# What to do?



## Jessie Ann (Sep 18, 2011)

I am only 23 years old I have been married five years and I have a beautiful 2 year old son. About 8 months ago we moved in with my husband's parents we were only going to stay a month or so, but then I found out I got into nursing school in a different town so we decided to wait on moving out until we moved for school in the fall. well my husband has a good job in the town we use to live in, so he didnt make the move with me and we have been trying to make it work. this last week he came to me and said he wasn't happy and that he wanted some time. Im not saying that I am perfect I have made mistakes, but I just dont want to call in quits! I think that for the last 8 months we have had no time with eachother and have grown apart alot. we had people around us and in the middle of us for so long we havent connected in awhile. Im not happy either with our marriage either, but I want to work on it, and it seems like he just wants time to hangout and be carefree.
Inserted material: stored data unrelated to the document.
PR #3050, opened 2021-06-28
chore: allow aria-valid-attr-value to run virtually

straker:
Part of issue #2734


lib/checks/aria/aria-errormessage-evaluate.js
```diff
@@ -24,33 +24,38 @@ import { tokenList } from '../../core/utils';
...
     if (attr.trim() === '') {
       return standards.ariaAttrs['aria-errormessage'].allowEmpty;
     }
-    const idref = attr && doc.getElementById(attr);
+    let idref;
+
+    try {
+      idref = attr && idrefs(virtualNode, 'aria-errormessage')[0];
+    } catch (e) {
+      return undefined;
```
WilcoFiers, line 50: Think you need to set messageKey here.

lib/checks/aria/aria-errormessage.json
```diff
@@ -11,7 +11,8 @@
       },
       "incomplete": {
         "singular": "ensure aria-errormessage value `${data.values}` references an existing element",
-        "plural": "ensure aria-errormessage values `${data.values}` reference existing elements"
+        "plural": "ensure aria-errormessage values `${data.values}` reference existing elements",
+        "idrefs": "Unable to determine if aria-errormessage element exists on the page: ${data.values}"
```
WilcoFiers, line 15:
```suggestion
        "idrefs": "unable to determine if aria-errormessage element exists on the page: ${data.values}"
```

lib/commons/aria/validate-attr-value.js
```diff
@@ -44,11 +47,15 @@ function validateAttrValue(node, attr) {
       }, list.length !== 0);
 
     case 'idref':
-      return !!(value && doc.getElementById(value));
+      try {
+        const doc = getRootNode(vNode.actualNode);
+        return !!(value && doc.getElementById(value));
+      } catch (e) {
+        throw new TypeError('Cannot resolve id references for non-DOM nodes');
```
WilcoFiers, line 54: This can happen with unmounted nodes too. This seems like a more appropriate message:

```suggestion
        throw new TypeError('Cannot resolve id references for partial DOM');
```

test/checks/aria/errormessage.js
```diff
@@ -193,4 +190,22 @@ describe('aria-errormessage', function() {
...
+          'aria-invalid': 'true',
+          'aria-errormessage': 'test'
+        }
+      });
+      assert.isUndefined(
+        axe.testUtils
+          .getCheckEvaluate('aria-errormessage')
+          .call(checkContext, null, null, vNode)
+      );
+      assert.deepEqual(checkContext._data, ['test']);
```
WilcoFiers, line 208: You'll need to test for messsageKey here.

lib/checks/aria/aria-valid-attr-value-evaluate.js
```diff
@@ -89,17 +88,22 @@ function ariaValidAttrValueEvaluate(node, options) {
...
+      if (
+        !skipAttrs.includes(attrName) &&
+        options.indexOf(attrName) === -1 &&
+        aria.test(attrName) &&
+        (preChecks[attrName] ? preChecks[attrName]() : true) &&
+        !validateAttrValue(virtualNode, attrName)
+      ) {
+        invalid.push(`${attrName}="${attrValue}"`);
+      }
+    } catch (e) {
```
WilcoFiers, line 104: This block will catch a lot more than just idref issues.

WilcoFiers (changes requested):

lib/checks/aria/aria-valid-attr-value-evaluate.js
```diff
@@ -87,25 +85,36 @@ function ariaValidAttrValueEvaluate(node, options, virtualNode) {
     }
   };
 
-  for (let i = 0, l = attrs.length; i < l; i++) {
-    const attrName = attrs[i];
+  virtualNode.attrNames.forEach(attrName => {
+    // skip any attributes handled elsewhere (we don't want use
+    // Array.filter first as that would mean looping over the
+    // attributes twice. on a page with tens of thousands of
+    // nodes that's a lot of overhead cost in performance)
```
WilcoFiers, line 92: This really isn't necessary.

```suggestion
```

WilcoFiers (dismissed):

lib/checks/aria/aria-valid-attr-value-evaluate.js
straker: I felt it was since I was refactoring the code to use a filter then a foreach but realized it would cause a performance hit. Didn't want someone to make that same mistake in the future

WilcoFiers (approved):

I know he is unhappy with somethings in his life his job is a HUGE issue for him right now, he hasn't been able to do his hobbies all that much, which has really worn him down! I just don't know what to do, do I just give him space or do I try to fight for our realationship!


----------



## TheMizz...erable (Aug 14, 2011)

IMO, fight for it. Go to counseling. Get out of his parent's house. That's what I'd do before ending it.


----------